Мир глухой! Чего вас кружишь и кого куда забросишь!3

Был уже полдень, когда я приехал на станцию Ларси. До Ларси мне на долю не выпало особых радостей, кроме одной, — чем ближе подъезжал я к моей стране, тем богаче красками, напоминавшими мне родину, становилась природа, тем тревожнее и яростнее становился Терек.

Я вошел в пустую станционную комнату. Захотелось чаю, и я приказал поставить самовар какому-то безногому солдату, оказавшемуся станционным сторожем. Я прилег в ожидании самовара на деревянную тахту и предался раздумью.

Четыре года прожил я в России и не видел родины. Четыре года!.. Поймешь ли ты, читатель, какими годами были для меня эти четыре года?
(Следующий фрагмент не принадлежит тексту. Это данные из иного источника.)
PR #702, opened 2020-08-07
Better filters

Eunovo:
### Description

Implement Object-based filters for IndexedDB and add base for WebSQL. Also, added feature to infer Filter type from Model. See the attached image to verify filter types.

Screenshot (37)

##### Checklist

- [x] `npm test` passes
- [x] `npm run build` works
- [x] tests are included


Eunovo:
I'm going to rebase and drop old commits

Eunovo:
I'm still working on this. I need to add some comments to code

packages/datastore/datastore/src/replication/queries/DeltaReplicator.ts
```diff
@@ -2,7 +2,7 @@ import { ModelDeltaConfig } from "../api/ReplicationConfig";
 import { NetworkStatusEvent, NetworkStatus } from "../../network/NetworkStatus";
 import { DocumentNode } from "graphql";
 import { Client, OperationResult, CombinedError } from "urql";
-import { convertPredicateToFilter } from "../utils/convertPredicateToFilter";
+import { convertFilterToGQLFilter } from "../utils/convertFilterToGQLFilter";
```
wtrocki, line 5: Thank you for doing this!

packages/datastore/datastore/src/storage/adapters/WebSQLAdapter.ts
```diff
@@ -231,12 +231,25 @@ const prepareStatement = (input: any, type: string = "insert"): [string, any[]]
...
+    }
+    const op = Object.keys(filter[key])[0];
+    const operator = (op === "eq") ? "=" : undefined;
+    invariant(operator, "Operator not supported");
+
+    const value = filter[key][op];
+    tokens.push(`${key}=${value}`);
+  });
+
+  return `WHERE ${tokens.join(" AND ")} ?`;
```
wtrocki, line 252: I guess we do not care about SQL Injection here?

wtrocki:
Do we have validation for invalid filter?
AM I right to assume that there is only single way to express all filtering and it is `Filter`.
What happened to ModelFilter and other stuff?

packages/datastore/datastore/src/storage/adapters/WebSQLAdapter.ts
Eunovo: I only dropped base work for SQL support

packages/datastore/datastore/src/react/hooks/delete.ts
```diff
@@ -1,17 +1,17 @@
 import { useReducer } from "react";
 import { Model } from "../../Model";
 import { reducer, InitialState, ActionType } from "../ReducerUtils";
-import { Predicate } from "../../predicates";
+import { Filter } from "../../filters";
```
wtrocki, line 4: Name is too generic for me. I will add something like StoreFiter or something

Eunovo:
@wtrocki  We can merge this PR. There are some failing tests related to transactions that I can investigate in a separate PR. There's also the matter of sample app integration that I will handle in a separate PR.

wtrocki:
Let's fix test and I'm happy to get that to master for more testing locally.

wtrocki:
Our master will be broken now.

Issue #712, opened 2020-08-11
SQLite does not support array types


Eunovo:
While testing filtering with `contains` operation, I discovered that array types are not saved to the db when using the websql adapter. After some digging, I realised that there is no support for an "Array" type so we can't save arrays naturally. 

I think we have two options here,
- Don't allow array types when using websql
- Use some alternate method to save arrays, there are a couple of ways to this, see [this](https://stackoverflow.com/questions/3005231/how-to-store-array-in-one-column-in-sqlite3)

@wtrocki @kingsleyzissou

wtrocki:
Split will work only for single dimensional arrays. 
I have been playing with SQL lite and I think that we do not need to create proper tables. 
Our data can be saved as one column 

So our API can be:

```
await AsyncStorage.setItem( "mykey", "myValue")
```

However indexed fields will still need to be brought into columns for searchability.

PR #713, opened 2020-08-11
Quick fixes and IDB Cursor Support

Eunovo:
### Description

I modified the sample app to handle change events. I also tried to verify that the `contains` op works when using websql. It works for strings but not for arrays (I created test cases for both). I created an issue detailing the problem with arrays on websql #712. Getting the sample to work with the linked package was tricky but you can run it if you go into `offix/node_modules` and delete the react folder. Note that "react" will be re-installed the next time you run `yarn install` inside the workspace whether there's a react dependency in datastore or not because "react-offix-hooks" depends on it too. I also removed the react dependency but had to add it again because "urql" requires it and the tests won't run. Other small fixes are also in this PR.

#### EDIT

I have added cursor support for IDBAdapter to this PR

##### Checklist

- [x] `npm test` passes
- [x] `npm run build` works
- [x] tests are included

### DIFF
--- a/examples/react-datastore/src/App.tsx
+++ b/examples/react-datastore/src/App.tsx
@@ -6,18 +6,41 @@ import 'antd/dist/antd.css';
 import { useFindTodos } from './helpers/hooks';
 import { TodoList, AddTodo, Loading, Error, Header } from './components';
 
+const onTodoAdded = (currentData: any[], newData: any) => {
+  if (!currentData) return [newData];
+      return [...currentData, newData];
+}
+
+const onTodoChanged = (currentData: any[], newData: any[]) => {
+  if (!currentData) return [];
+
+  return currentData.map((d) => {
+    const index = newData.findIndex((newD) => newD.id === d.id);
+    if (index === -1) return d;
+    return newData[index];
+  });
+}
+
+const onTodoRemoved = (currentData: any[], removedData: any[]) => {
+  if (!currentData) return [];
+  return currentData
+    .filter(
+      (d) => removedData.findIndex((newD) => newD.id === d.id)
+    );
+}
+
 function App() {
 
-  const [mounted, setMounted] = useState<boolean>(false);
   const [addView, setAddView] = useState<boolean>(false);
   const  { isLoading: loading, error, data, subscribeToMore } = useFindTodos();
   useEffect(() => {
-    const subscription = subscribeToMore(CRUDEvents.ADD, (newData) => {
-      if (!data) return [newData];
-      return [...data, newData];
-    });
-    return () => subscription.unsubscribe();
-  }, []);
+    const subscriptions = [
+      subscribeToMore(CRUDEvents.ADD, (newData) => onTodoAdded(data, newData)),
+      subscribeToMore(CRUDEvents.UPDATE, (newData) => onTodoChanged(data, newData)),
+      subscribeToMore(CRUDEvents.DELETE, (newData) => onTodoRemoved(data, newData)),
+    ];
+    return () => subscriptions.forEach(s => s.unsubscribe());
+  }, [data, subscribeToMore]);
 
   if (loading) return <Loading />;
 
--- a/packages/datastore/datastore/src/react/hooks/query.ts
+++ b/packages/datastore/datastore/src/react/hooks/query.ts
@@ -9,6 +9,10 @@ const createSubscribeToMore = (model: Model, dispatch: Dispatch<Action>) => {
         // TODO subscribe to specific predicate
         const subscription = model.subscribe(eventType, (event) => {
             const newData = updateResult(event.data);
+            if (subscription.closed) {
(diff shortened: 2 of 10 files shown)


packages/datastore/datastore/src/react/hooks/query.ts
```diff
@@ -9,6 +9,10 @@ const createSubscribeToMore = (model: Model, dispatch: Dispatch<Action>) => {
         // TODO subscribe to specific predicate
         const subscription = model.subscribe(eventType, (event) => {
             const newData = updateResult(event.data);
+            if (subscription.closed) {
+                // Important to check beacuse Componnent could be unmounted
```
wtrocki, line 13: But this means that we have memory leaks and we hiding the error that is causing them?

packages/datastore/datastore/src/storage/adapters/indexedDB/IndexedDBStorageAdapter.ts
```diff
@@ -115,13 +115,31 @@ export class IndexedDBStorageAdapter implements StorageAdapter {
...
     const store = await this.getStore(storeName);
-    const all = await this.convertToPromise<any[]>(store.getAll());
+    const cursorReq = store.openCursor();
+    const result: any[] = [];
+
+    return new Promise((resolve, reject) => {
+      cursorReq.onsuccess = () => {
+        const cursor = cursorReq.result;
+        if (cursor) {
+          if (!filter) {
```
wtrocki, line 127: IMHO if there is no filter we should not use cursor.

packages/datastore/datastore/src/storage/adapters/indexedDB/IndexedDBStorageAdapter.ts
```diff
@@ -115,13 +115,31 @@ export class IndexedDBStorageAdapter implements StorageAdapter {
...
+            result.push(cursor.value);
+          } else {
+            const predicate = getPredicate(filter);
+            if (predicate(cursor.value)) {
```
wtrocki, line 131: Why we have done this? Any reason to use cursor vs full data read?

wtrocki: Any issue where we discussed that? Want to get more context

packages/datastore/datastore/src/storage/adapters/websql/WebSQLAdapter.ts
```diff
@@ -47,19 +48,21 @@ export class WebSQLAdapter implements StorageAdapter {
   }
 
   public async save(storeName: string, input: any): Promise<any> {
+    input.id = generateId();
```
wtrocki, line 51: Perfect place for id! Thx. I will follow up with this.

packages/datastore/datastore/src/react/hooks/query.ts
Eunovo: I don't think so. I added this check incase this listener is active when the subscription was ended. The listener won't be called for new events but what the listener that was just called before unsubscription

examples/react-datastore/src/App.tsx
```diff
@@ -6,18 +6,41 @@ import 'antd/dist/antd.css';
 import { useFindTodos } from './helpers/hooks';
 import { TodoList, AddTodo, Loading, Error, Header } from './components';
 
+const onTodoAdded = (currentData: any[], newData: any) => {
+  if (!currentData) return [newData];
+      return [...currentData, newData];
+}
+
+const onTodoChanged = (currentData: any[], newData: any[]) => {
```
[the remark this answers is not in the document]
Eunovo: The code here only controls user state not the DB.

packages/datastore/datastore/src/storage/adapters/indexedDB/IndexedDBStorageAdapter.ts
Eunovo: I don't think we discussed this in an issue be we have discussed this on the discord chat. Reason for Cursors is to avoid loading all data into memory. Without Cursors, we have to load all data into memory before filtering. Although, If there is no filter, we don't need Cursors since we still load all data. But when there is a filter, we only keep results in memory.

wtrocki: I do not like us adding some optimatizations like results in memory. Performance etc. Without actually having performance tests and general idea how this works. Let's keep it but please do not do any optimalizations without discussion

Eunovo:
@wtrocki  Conflicts have been resolved

examples/react-datastore/src/App.tsx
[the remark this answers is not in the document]
wtrocki: Like this looks like deduplication issue that should be happening in core.

PR #717, opened 2020-08-12
Global replication

wtrocki:
Replication engine version 600 :D. 
This has still many TODO's and probably not functional as whole. 
What i need to do is to start writing integration/unit tests for this next week.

Во-первых, они—целая вечность для того, кто провел их вдали от своей страны. Во-вторых, эти четыре года были фундаментом жизни, первоисточником жизни, волоском, который судьба, точно мост, перекинула между светом и тьмою. Но не для всякого! Только для тех, кто поехал в Россию, чтобы образовать свой ум, привести в движение мозг и сердце, дать им толчок. Это те самые годы, когда в уме и в сердце юноши завязывается завязь жизни. Это та самая завязь, из которой, быть может, разовьется прекрасная, рдеющая виноградная гроздь, а быть может, и пустоцвет. О, вы, золотые мои четыре года! Благо тому, под чьей ногою не подломился перекинутый вами мосток; благо тому, кто плодотворно использовал вас...

III

Едва я покинул Владикавказ и едва повеяло на меня дыханием моей страны, как сердце забилось совсем по-иному. Тряска прыгающего по камням возка отвлекала меня от самых значительных мыслей. Но теперь, когда я в станционной комнате растянулся на тахте так, как. это делали мои деды и прадеды, теперь — дай бог милости и вам! — я, наконец, сосредоточился и полностью отдался своим думам. Во мне разом поднялось все, что я покинул в своей прекрасной, убранной, точно невеста, стране, все, что я видел, познал и пережил. И, набегая одна на другую, встали в моем сознании противоречивые, пестрые мысли. Они так стремительно сменяли друг друга, что я ни на секунду не мог остановиться ни на одной из них; одним словом, в мозгу моем произошла полнейшая революция: те мысли, что лежали на дне, всплыли на поверхность, а те, что были на поверхности, опустились на дно. Да не испугает тебя слово «революция», читатель! Революция — путь к успокоению. Так и все в мире: вино должно раньше перебродить, помутнеть и, только отстоявшись, оно приобретает прозрачность.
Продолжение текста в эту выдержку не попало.